Commentary by Arnaud and Naja Girard........
Four thousand dollars a week is not unusual for the rental of a house in Old Town – as long as you can rent to tourists – that is.
Last Wednesday on US 1 Radio’s Morning Magazine, City Manager Jim Scholl went on the defensive amidst accusations that the City has been rewarding illegal transient rental operators.
In a story published last week in The Blue Paper we revealed that in 2013 the City had changed the grandfathered-in date in its Lawful Unit Determination (LUD) ordinance from 1990 (before transient rentals became highly regulated and before every new unit had to be authorized through the Rate of Growth Ordinance) to 2010 (decades after ROGO and long after it became criminal to rent for less than 30 days without a special license). This hush-hush amnesty program opened up the flood gates, rewarding cheaters and losing, forever, the opportunity for code enforcement to restore those illegal transient units back to the badly depleted residential housing stock.
Mr. Scholl claimed, during his interview with Bill Becker, that the legalization doesn’t worsen the current housing crisis, “Most of those units are being rented out as longer-term rentals,” he said. That claim is clearly contradicted by the applications filed with the City ‘s Planning Department under the new LUD ordinance. Our count was 44 long-term residential units and 151 illegal transient units applying to be legalized [list as of April 2016].
Mr. Scholl also claimed that only those units that already have transient licenses are being legalized as transient rental units under the ordinance. However, Mr. Scholl himself was sitting at the March 16, 2016 Board of Adjustment hearing where 5 illegal transient units were legalized in connection with the Mermaid and the Alligator Guesthouse on Truman Avenue.

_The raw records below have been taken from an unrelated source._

PR #361, opened 2015-01-30
Include WWW-Authenticate headers in @auth_required.

nfvs:
When using @http_auth_required, the WWW-Authenticate header is included, but when using @auth_required('basic'), it is not.

This change includes that header in every @auth_required call that contains the 'basic' method.


mattupstate:
Thanks!

PR #366, opened 2015-02-18
Modified check_token function to handle list-type JSON post

covertgeek:
This modifies the check_token function to resolve an issue encountered when posting multiple objects in a JSON request.  The library expects a dictionary and causes the server to throw a 500-error when it encounters a list instead.

The patch assumes that if request.json is a list, that the authentication token will be in the header.


mattupstate:
If you merge upstream changes I can accept this.

covertgeek:
@mattupstate I apologize for the long delay in responding to this. I've merged the upstream changes from master and pushed them back up. Is there anything I need to do at this point or is it automatic?

mattupstate:
Thanks!

PR #376, opened 2015-03-24
Encrypt raw password, not HMAC of password.

### LINKED ISSUE #320: having hmac required makes supporting legacy passwords w/o hmac impossible
i've migrated user accounts from an old django app. even though I can set schemes correctly (with the undocumented SECURITY_PASSWORD_SCHEMES) like so:

```
SECURITY_PASSWORD_HASH = 'sha256_crypt'
SECURITY_PASSWORD_SCHEMES = ['sha256_crypt', 'django_pbkdf2_sha256'] 
```

old passwords won't verify because the function utils.verify_and_update_password first gets the hmac version of the password before verifying through passlib. this seems odd, a key features of passlib is the ability to support multiple encryption schemes and legacy passwords. am I missing something?

longhotsummer:
This passes passwords directly to passlib's CryptContext
methods and relies on it to do the hard work.

For backwards compatibility we fall back to trying the old HMAC approach
when verifying passwords, but only if a salt has been set. Legacy passwords
are updated upon check.

Previously, we passed the HMAC'd password to passlib, which meant that
we weren't compatible with other users of passlib (such as Django) or
the Modular Crypt Format at
https://pythonhosted.org/passlib/modular_crypt_format.html

Fixes #320

### DIFF
--- a/flask_security/__init__.py
+++ b/flask_security/__init__.py
@@ -10,8 +10,6 @@
     :license: MIT, see LICENSE for more details.
 """
 
-__version__ = '1.7.4'
-
 from .core import Security, RoleMixin, UserMixin, AnonymousUser, current_user
 from .datastore import SQLAlchemyUserDatastore, MongoEngineUserDatastore, PeeweeUserDatastore
 from .decorators import auth_token_required, http_auth_required, \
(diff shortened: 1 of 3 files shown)


longhotsummer:
I'd like to get feedback on this before going through and updating the docs.

PR #373, opened 2015-03-06
Add support for custom AnonymousUser class.

lnielsen:

PR #377, opened 2015-03-25
fix pep8 import error

longhotsummer:
Fixes a pep8 error which is breaking a number of pull request builds.


longhotsummer:
Hi @mattupstate -- any feedback on this? Thanks!

jonafato:
Thanks for the fix. This change has already been pulled in as a result of #373's merge.

PR #378, opened 2015-03-25
Allow users to override verify_password, verify_and_update_password and ...

longhotsummer:
...encrypt_password.

This is a different approach to fixing #320 in that it allows users to
sub in their own implementations of these functions. As it currently
stands, there's no way to do so.


rturk:
any progress on this?

mcouthon:
This would be really useful.

jirikuncar:
@longhotsummer We have added few more configuration options for password verification without double hashing. Please re-open it with test cases in case you still need it. Thank you!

The application and protracted discussion clearly showed that none of the 5 units had ever been licensed for transient rental use. All were long-term housing that had been illegally transformed into transient rental use and transient rental use was actually prohibited under their zoning designations.

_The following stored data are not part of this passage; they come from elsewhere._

Issue #375, opened 2015-03-24
Reset password error when user only has Flask-Social login


donnywals:
I'm not sure how this should be resolved because the password seems to be a hard dependency for the reset functionality but when a user logs in to an app with a social account (Using Flask-Social), an account is created for them. This account has an email address but no password. So when you go to the /reset page and enter the email address it throws an error: 

TypeError: must be string or buffer, not None

Debugging this shows that the md5 function is throwing this error, most likely because the user password doesn't exist? Does anybody have suggestions?

nickretallack:
I'm also having this issue because I'm using an invitation system.  If a user attempts to reset their password before setting their password in the invitation workflow, it throws an error.

nickretallack:
I looked at the code and it turns out the password md5 there is currently totally inconsequential.  You can take it out and it runs just fine.  So I made it ok with null passwords.  But then I realized what you really want is for it to invalidate old password reset requests when your password changes, so I actually made use of the password md5 if it's there.  Enjoy.

jonafato:
This is fixed by #389

PR #382, opened 2015-04-08
Reset Password bug fixes / enhancements

nickretallack:
Fixes https://github.com/mattupstate/flask-security/issues/375 and makes the reset token actually expire once it is used.

### DIFF
--- a/flask_security/recoverable.py
+++ b/flask_security/recoverable.py
@@ -63,11 +63,17 @@ def reset_password_token_status(token):
     """Returns the expired status, invalid status, and user of a password reset
     token. For example::
 
-        expired, invalid, user = reset_password_token_status('...')
+        expired, invalid, user, data = reset_password_token_status('...')
 
     :param token: The password reset token
     """
-    return get_token_status(token, 'reset', 'RESET_PASSWORD')
+    expired, invalid, user, data = get_token_status(token, 'reset', 'RESET_PASSWORD', return_data=True)
+    if not invalid:
+        password_hash = md5(user.password) if user.password else None
+        if password_hash != data[1]:
+            invalid = True
+
+    return expired, invalid, user
 
 
 def update_password(user, password):
--- a/flask_security/recoverable.py
+++ b/flask_security/recoverable.py
@@ -54,7 +54,8 @@ def generate_reset_password_token(user):
 
     :param user: The user to work with
     """
-    data = [str(user.id), md5(user.password)]
+    password_hash = md5(user.password) if user.password else None
+    data = [str(user.id), password_hash]
     return _security.reset_serializer.dumps(data)
 
 
--- a/flask_security/utils.py
+++ b/flask_security/utils.py
@@ -333,7 +333,7 @@ def send_mail(subject, recipient, template, **context):
     mail.send(msg)
 
 
-def get_token_status(token, serializer, max_age=None):
+def get_token_status(token, serializer, max_age=None, return_data=False):
     """Get the status of a token.
 
     :param token: The token to check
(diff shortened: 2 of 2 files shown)


nickretallack-business:
Can this be accepted added soon?

nickretallack:
Can this be accepted soon?

mattupstate:
@nickretallack I'm not sure I understand this so-called enhancement. Nor do I see any tests that illustrate the use case.

nickretallack-business:
Details are in the linked issue.  I'll look into how to test it.

The primary issue is, if you attempt to log in as a user who has no password set, you'll raise an exception.

nickretallack:
Details are in the linked issue.  I'll look into how to test it.

The primary issue is, if you attempt to log in as a user who has no password set, you'll raise an exception.

jonafato:
It seems to me that this pull request addresses two unrelated issues.

1. Currently, the MD5 has of a user's current password is used in the generation of a password reset token. When a user has no password (to pull some reasons from the linked issue: a user only currently authenticated via some social API or an account created on behalf of some user as part of an invite-only system), the password can be `None` causing the MD5 step to raise an exception. I agree that this is an issue that needs to be solved.

2. Additionally, the PR is adding explicit logic to consider a password reset token to be invalid if the MD5 of the user's current password hash is not equal to the value pulled from the token. I should note that this is a breaking change if anyone is relying tokens working more than once within their max_age lifetime. This is not a good thing to depend on, but it should make its way into the changelog if accepted.

Both of these changes seem like welcome additions, but they should probably be submitted as separate changes and should definitely be accompanied by tests.

mattupstate:
Users without passwords is strange to me. If a user is created without a password then it is most likely being done outside the context of Flask-Security code. If this is necessary, why would one not create a randomly generated password for the user when the user is created to avoid all this?

mattupstate:
@nickretallack you're going to have to forgive me for being so short sighted. In all honesty, I always thought this was the way I had implemented it. Clearly I'm a moron. What you've contributed here is what I always intended to have, so let me thank you for the additions and again apologize for being such a pain about your PR.

@jonafato do you know of anyone that expects password reset tokens to work multiple times?

jonafato:
I meant to post the following earlier today but closed the tab.

@mattupstate A concrete example: for PyGotham, we occasionally create accounts on behalf of invited speakers. In the interest of not sending a randomly generated password in cleartext, we send them a password reset link. Our current workaround for the `MD5(None)` issue is to set the password hash to some value that a legitimate hash will never collide with and generate the reset link based on that. This is roughly equivalent to what you suggest, but it would be convenient if it was not a required step.

The other change ensures that a password reset link cannot be used after the hash with which it was generated has changed. This is not currently the case, and I think it's a necessary step. If someone does currently expect a password reset token to work more than once, they're explicitly weakening the security of their application and should be discouraged / prevented from doing so. That said, it's an important change in behavior, and my main point was that this should make it into the changelog.

mattupstate:
Understood! Now we just need some tests.

flask_security/recoverable.py
```diff
@@ -62,11 +63,17 @@ def reset_password_token_status(token):
...
-        expired, invalid, user = reset_password_token_status('...')
+        expired, invalid, user, data = reset_password_token_status('...')
 
     :param token: The password reset token
     """
-    return get_token_status(token, 'reset', 'RESET_PASSWORD')
+    expired, invalid, user, data = get_token_status(token, 'reset', 'RESET_PASSWORD', return_data=True)
+    if not invalid:
+        password_hash = md5(user.password) if user.password else None
+        if password_hash != data[1]:
```
mattupstate: should be using `werkzeug.security.safe_str_cmp` here.

nickretallack:
New pull request: https://github.com/mattupstate/flask-security/pull/389#issuecomment-101155709

PR #384, opened 2015-04-15
Fix inconsistent behavior between Security(..) and init_app(..)

### LINKED ISSUE #383: Inconsistent behavior between Security(...) and init_app(...)
Security(app, datastore)

stores the app and datastore in the object (`self`)

    security = Security()
    [...]
    security.init_app(app, datastore)

does not. This causes the `security.datastore` to be `None` and thus inaccessible.

Diaoul:
Fixes #383

### DIFF
--- a/flask_security/core.py
+++ b/flask_security/core.py
@@ -389,7 +389,7 @@ class Security(object):
     """
     def __init__(self, app=None, datastore=None, **kwargs):
         self.app = app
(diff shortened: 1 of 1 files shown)


KeNaCo:
@Diaoul hi, may I ask, what is the status of this PR? Are you try to fix failing tests or is this dead?

PR #397, opened 2015-06-23
Change flask.ext.foo imports to flask_foo

jonafato:
flask.ext has been [deprecated](http://flask.pocoo.org/docs/dev/extensiondev/#ext-import-transition), and users are now encouraged to
import using the explicit package name. This change updates docs to
reflect that.


jonafato:
Fixed by #528.

PR #398, opened 2015-06-23
Restrict bcrypt to <2.0.0

jonafato:
As of 2.0.0, passlib no longer correctly identifies bcrypt as bcrypt
(instead, it mistakenly applies pybcrypt logic to bcrypt). This results
in all Python 3 logic involving bcrypt failing. As a hotfix, we should
require users to be on a version of bcrypt that passlib can handle a fix
can be pushed into passlib.


jonafato:
I've filed a [related issue](https://code.google.com/p/passlib/issues/detail?id=56) on Google code.

mattupstate:
LGTM

PR #399, opened 2015-06-26
add SECURITY_POST_LOGIN_ALLOW_REDIRECT_DOMAIN option

wong2:
Consider this: after login from `www.domain.com`, the user should be redirected to `en.domain.com`, which is not allowed by Flask-Security currently.

so a new option `SECURITY_POST_LOGIN_ALLOW_REDIRECT_DOMAIN` is introduced, in the above situation, one could set `SECURITY_POST_LOGIN_ALLOW_REDIRECT_DOMAIN = '*.domain.com'` to allow such redirection.


wong2:
ping @mattupstate

docs/configuration.rst
```diff
@@ -314,6 +314,11 @@ Miscellaneous
 ``SECURITY_DATETIME_FACTORY``                 Specifies the default datetime
                                               factory. Defaults to
                                               ``datetime.datetime.utcnow``.
+``POST_LOGIN_ALLOW_REDIRECT_DOMAIN``          Specifies domain allowed to be
```
jirikuncar, line 317: Please use `SECURITY_` prefix.

docs/configuration.rst
```diff
@@ -314,6 +314,11 @@ Miscellaneous
...
+                                              redirected to after login. You can
+                                              use wildcard patterns like 
+                                              ``*.doumail.com``. Defaults to the
```
jirikuncar, line 320: ``*.doumail.com`` -> ``*.example.com`` to be clear that it's an example.

wong2:
sorry it has been too long, can't remember the details here

PR #402, opened 2015-07-14
Test and fix script commands

wjt:
I wired up the commands from `flask.ext.security.script`, and discovered:
- `ActivateUserCommand` and `DeactivateUserCommand` don't work at all, as far as I can tell
- None of them fail gracefully if required parameters aren't supplied
- Passing `--active` as a flag to `CreateUserCommand` is wrong, you have to pass one of a list of undocumented parameters to mean "True"
- There are no tests

This PR fixes all except the first issue. If I get a chance I'll fix `_ToggleActiveCommand` too.

### DIFF
--- a/flask_security/datastore.py
+++ b/flask_security/datastore.py
@@ -133,6 +133,7 @@ class UserDatastore(object):
         user = self._prepare_active_modify_args(user)
 
         user.active = not user.active
+        self.put(user)
         return True
 
     def deactivate_user(self, user):
@@ -144,6 +145,7 @@ class UserDatastore(object):
 
         if user.active:
             user.active = False
+            self.put(user)
             return True
         return False
 
@@ -156,6 +158,7 @@ class UserDatastore(object):
 
         if not user.active:
             user.active = True
+            self.put(user)
             return True
         return False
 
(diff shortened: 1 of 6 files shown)


wjt:
Fixed `ActivateUserCommand` and `DeactivateUserCommand` as well.

I don't know if there was a good reason why the peewee datastore in the test suite required username to be non-null to, whereas the mongo and sqlalchemy ones don't. The script commands identify users by email address and do not support passing a username. So making that field nullable fixes most of the tests with peewee. I don't know what's going on with the one that still fails with peewee.

wjt:
Fixed (and wrote more tests) for the failures when modifying `User.active` with Mongo and Peewee. I also added one more fix + test for `script.py`, bringing it up to 100% coverage.

wjt:
I guess the changes to the Mongo and Peewee backends are related to #327 – it seems like implicit commits are already the norm for those backends so my change here seems consistent (though I agree with the dissent on that PR).

jirikuncar:
@wjt please check new Click interface implemented in 93ae74b679fec7b58a110611a5f7cfe1ae23a423.

PR #45, opened 2015-09-04
no signals in threads...

andre-merzky:


src/radical/utils/misc.py
```diff
@@ -232,6 +232,10 @@ class will install a signal handler for SIGUSR1.  When that signal is
 
     def __init__ (self) :
 
+        if 'MainThread' not in threading.current_thread().name:
```
marksantcroos: Is that a python name or something we set?

andre-merzky: That is Python's default name for the main thread.  I am not sure if that can be changed on purpose by an application though...

PR #50, opened 2015-09-17
Feature/signature comment

andre-merzky:
trivial PR.  Should those commits go directly to devel, maybe?


marksantcroos:
Comments can go to devel directly.

PR #53, opened 2015-09-19
fix setting of default log level, specifically for numeric settings

andre-merzky:


src/radical/utils/logger.py
```diff
@@ -109,10 +110,18 @@ def get_logger(name, target=None, level=None):
...
         level = os.environ.get('SAGA_VERBOSE', level).upper()
 
+    # translate numeric levels into symbolic ones
+    level = {50 : 'CRITICAL',
+             40 : 'ERROR',
+             30 : 'WARNING',
+             20 : 'INFO',
+             10 : 'DEBUG',
+              0 : _DEFAULT_LEVEL}.get(level, level)
+
```
marksantcroos: Given that we don't deal with any levels in between these numeric levels, whats the use of numeric level in the first place?

andre-merzky: This: radical-cybertools/radical.pilot/blob/devel/src/radical/pilot/controller/pilot_launcher_worker.py#L618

In 1998 the Key West Inn Keeper’s Association conducted a confidential survey to determine how many transient units were being rented by local guesthouses in Key West – both legal and illegal. The number of illegal units was 239 but that included only those rented by owners who were willing to respond to the compromising question. There can be little doubt that the number must be much greater today. In light of the current housing crisis, the goal should clearly be to find those illegal transient units and turn them into long-term rentals. The amended LUD ordinance does the opposite.
To be clear: If a property owner created extra units without permits or was renting his house or his residential apartments to tourists on or before April 1, 2010 then, under current City law (as interpreted by top officials), he has the right to have his illegal transient units legalized.
The LUD applications paint a sobering view of the City's fight for affordable residential housing. Transient rentals have been spreading like a cancer. They expand by capturing the house next door, the house on the right, on the left, at the back or even across the street. Residences are divided into hotel rooms, most of the time without building permits or proper zoning, density or licenses. When the deed is done and the City has legalized the many civil and criminal violations, the property is often sold on the market with millions of dollars in added profit.
How many well-connected property owners are now creating new illegal transient rentals, keeping in the back of their minds the hope that in a not so distant future the City will once again move up the date for grandfathering-in their illegal business?